Doug I was down to first gear for some (all) of the hills in Gamrie :lol:


----------



## Doug_M

Derekh929 said:


> aye but a bit tricky in the wet and wee the frost the farmers will be spreading the muck so some more hazards to avoid, been a lot of bad accidents over the years though, when i was an engineer on the fishing boats 20 years ago


Aye av heard, nothin much in more recent years, too expensive to burn fuel like that these days :lol:

Alan... Even ma sdi caddy manages 2nd


----------



## Derekh929

Alan you need an electric motor to power up braking down the hill to give you a boost going up if you down to first gear


----------



## Rotrax

mm, last time I was on that road was in hired 120D M sport in bright sunshine bloody great drive


----------



## Derekh929

Rotrax said:


> mm, last time I was on that road was in hired 120D M sport in bright sunshine bloody great drive


But better still the road up to Glenshee great fun as well


----------



## WhichOne'sPink?

The tags for this thread are excellent. "rent a dent" and "wee als gimp mobile" are personal highlights. :lol:

Bravo chaps.:thumb:


----------



## CraigQQ

i missed the rent a dent one haha..
who was that?

gimp mobile was me haha..


----------



## Mick

CraigQQ said:


> i missed the rent a dent one haha..
> who was that?
> 
> gimp mobile was me haha..


:wave: :lol:


----------



## Derekh929

Yes i noticed the tag's as well brilliant, Alan Marketing may be the area you should go into?


----------



## alan_mcc

biscuit wheels was my favourite. :lol:


----------



## Derekh929

alan_mcc said:


> biscuit wheels was my favourite. :lol:


Com'n get on with your college work no time for slacking , you will need to save your energy for Sunday, oh i forgot you are the boss man on that day detailing the order's lol Biscut Wheels


----------



## alan_mcc

I have Thursdays off.. gonna go out and hoover/G101 the interior again. Hoping to get it wet vac'd next week too :thumb:


----------



## alan_mcc

alright troops.. I can confirm it's snowing just now in Cullen


----------



## WhichOne'sPink?

Biscuit wheels :lol:

Snowed in Fife.


----------



## Rotrax

No sign of snow in Turra

Sunday still looking good:buffer:


----------



## alan_mcc

Woohoo.

A rear bulb blew earlier on, so I took the light out to replace it. Ended up changing all 4 bulbs, cleaning the rear with APC, copper slipping all the screws, cleaning the connectors with IPA, polishing the lense with Black Hole and it's now got a coat of Z2 curing by the radiator.
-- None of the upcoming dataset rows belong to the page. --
PR #50, opened 2019-12-11
Updated Korean Main.strings

Zeta611:
Replaced Google-translated strings with more natural wordings.
I don't think there are proper translations for "two thirds," "Last Third," etc., so I replaced them with 1/3 or 2/3 with a translation for "left" and "right".


Zeta611:
I updated translations for directional words, because the first third is not actually the left third but the top third as mentioned [here](https://github.com/rxhanson/Rectangle/pull/42#pullrequestreview-324750090).

rxhanson:
Thanks @Zeta611! Next release will have these updates. 

Send me a message on https://gitter.im if you're interested in a free Multitouch license.

PR #53, opened 2019-12-23
Improve German translation

noiob:


Rectangle/de.lproj/Main.strings
```diff
@@ -261,25 +261,25 @@
...
 /* Class = "NSMenuItem"; title = "Select All"; ObjectID = "Ruw-6m-B2m"; */
-"Ruw-6m-B2m.title" = "Alle auswählen";
+"Ruw-6m-B2m.title" = "Alles auswählen";
 
 /* Class = "NSMenuItem"; title = "Jump to Selection"; ObjectID = "S0p-oC-mLd"; */
 "S0p-oC-mLd.title" = "Zur Auswahl springen";
 
 /* Class = "NSWindow"; title = "Rectangle Preferences"; ObjectID = "STb-JK-oB1"; */
-"STb-JK-oB1.title" = "Rectangle Einstellungen";
+"STb-JK-oB1.title" = "Rectangle-Einstellungen";
```
rxhanson: The last German translation contribution from a native speaker had removed the hyphen but I imagine it's a nuance that's probably fine either way.

noiob: the Hyphen is a bit more right but I doubt the average person would care (here's a German source http://www.sprachschach.de/bindestrich-zwischen-eigennamen/)

Issue #69, opened 2020-01-16
Function key shortcuts aren't displayed properly from menu bar


claytonrcarter:
macOS version: 10.13.6  
Rectangle version: 0.15 (19)

Hi. I just downloaded the app and have been playing around with it. Great app; thanks for it!

If I set some shortcuts to the extended function keys on my keyboard, they don't appear to be displayed correctly in the menu that drops down from the menubar. They all just display as "F", not "F18", "F19", etc. It doesn't appear limited to the extended F keys, either; the same thing happens if I use "F5" as a shortcut. Note that they *are* displayed correctly in the preferences window.

In the preferences window:  
![Screen Shot 2020-01-16 at 9 13 36 AM](https://user-images.githubusercontent.com/1420419/72531953-85ad2200-3840-11ea-842b-fdf5baf5053e.png)

In the menu bar dropdown:  
![Screen Shot 2020-01-16 at 9 13 43 AM](https://user-images.githubusercontent.com/1420419/72531954-85ad2200-3840-11ea-941a-34d531f08b60.png)

Thanks again!

claytonrcarter:
FYI, this still exists in 0.19. (I had installed 0.15 w/ `brew`, but just upgraded via the direct download.)

rxhanson:
This got auto closed by GitHub upon merging the associated PR, but I haven't drafted a release that includes this change yet. I'll post back here when I generate a release (usually every couple of weeks or so).

claytonrcarter:
Awesome. Thank you @rxhanson and @lexmiln! No rush; the app still works
just great w/o this.

PR #71, opened 2020-01-19
Display function keys correctly in status bar menu

lexmiln:
Fixes rxhanson/Rectangle#69

`NSMenuItem.keyEquivalent` only displays the first character of the set string in the menu. To be able to display key equivalents like “F12”, we need to use font glyphs that render that entire character (which are defined by Apple in a private area of the unicode table: https://developer.apple.com/documentation/appkit/1535851-function-key_unicodes?language=objc)

MASShortcut already supports this with `MASSShortcut.keyCodeStringForKeyEquivalent`. We just need to return this property instead of the more human-readable `keyCodeString` when we want a string that can be used with `NSMenuItem.keyEquivalent`.

### DIFF
--- a/Rectangle/ShortcutManager.swift
+++ b/Rectangle/ShortcutManager.swift
@@ -37,7 +37,7 @@ class ShortcutManager {
     
     public func getKeyEquivalent(action: WindowAction) -> (String?, NSEvent.ModifierFlags)? {
         guard let masShortcut = MASShortcutBinder.shared()?.value(forKey: action.name) as? MASShortcut else { return nil }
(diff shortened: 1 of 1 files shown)


lexmiln:
image

My keyboard doesn't stretch to those high function keys but this should work up to [F35](https://developer.apple.com/documentation/appkit/1535851-function-key_unicodes/nsf35functionkey?language=objc) 😮

lexmiln:
Here's MASShortcut's docs for (keyCodeStringForKeyEquivalent)[http://cocoadocs.org/docsets/MASShortcut/2.3.6/Classes/MASShortcut.html#//api/name/keyCodeStringForKeyEquivalent].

One bloody shiny taillight. 

:driver:


----------



## Derekh929

Whats going on just back from Aberdeen got invited through to preview of the new 3 series BMW food and looking at nice cars , they had a stunning M3 4 door with metallic white but kept looking at the poor paint finish needed a coat of AF Tough Coat LOL nae sna in Aberdeen


----------



## alan_mcc

what do you lot think we should use as LSP..? :thumb: 
either way it'll be getting a coat of Black Hole beforehand (if someone would be so kind to DA it on )


----------



## joe93

Turns out i wont be making the trip through  just back from the docs seems i may have glandular fever! blood tests on tuesday heres hoping its just a bad case of the flu but never know! 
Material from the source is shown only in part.